The records below need to be printed in full. Keep each one exact.

* _Stored items_:
____

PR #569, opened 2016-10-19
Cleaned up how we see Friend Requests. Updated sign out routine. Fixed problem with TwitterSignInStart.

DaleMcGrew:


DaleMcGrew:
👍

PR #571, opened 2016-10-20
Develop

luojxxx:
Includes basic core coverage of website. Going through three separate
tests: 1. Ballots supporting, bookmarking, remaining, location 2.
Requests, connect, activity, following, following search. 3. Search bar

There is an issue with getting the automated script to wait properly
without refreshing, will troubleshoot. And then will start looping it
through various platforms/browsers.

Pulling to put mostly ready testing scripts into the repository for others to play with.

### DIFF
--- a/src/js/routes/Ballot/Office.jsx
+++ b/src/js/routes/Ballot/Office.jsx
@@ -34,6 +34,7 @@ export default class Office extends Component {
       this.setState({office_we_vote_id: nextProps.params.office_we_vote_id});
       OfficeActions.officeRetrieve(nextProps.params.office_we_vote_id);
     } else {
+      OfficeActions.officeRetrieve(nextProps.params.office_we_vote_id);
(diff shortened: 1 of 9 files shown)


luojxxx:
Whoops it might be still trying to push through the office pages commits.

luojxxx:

____

* _Your response_:
PR #569, opened 2016-10-19
Cleaned up how we see Friend Requests. Updated sign out routine. Fixed problem with TwitterSignInStart.

DaleMcGrew:


DaleMcGrew:
👍

PR #571, opened 2016-10-20
Develop

luojxxx:
Includes basic core coverage of website. Going through three separate
tests: 1. Ballots supporting, bookmarking, remaining, location 2.
Requests, connect, activity, following, following search. 3. Search bar

There is an issue with getting the automated script to wait properly
without refreshing, will troubleshoot. And then will start looping it
through various platforms/browsers.

Pulling to put mostly ready testing scripts into the repository for others to play with.

### DIFF
--- a/src/js/routes/Ballot/Office.jsx
+++ b/src/js/routes/Ballot/Office.jsx
@@ -34,6 +34,7 @@ export default class Office extends Component {
       this.setState({office_we_vote_id: nextProps.params.office_we_vote_id});
       OfficeActions.officeRetrieve(nextProps.params.office_we_vote_id);
     } else {
+      OfficeActions.officeRetrieve(nextProps.params.office_we_vote_id);
(diff shortened: 1 of 9 files shown)


luojxxx:
Whoops it might be still trying to push through the office pages commits.

luojxxx:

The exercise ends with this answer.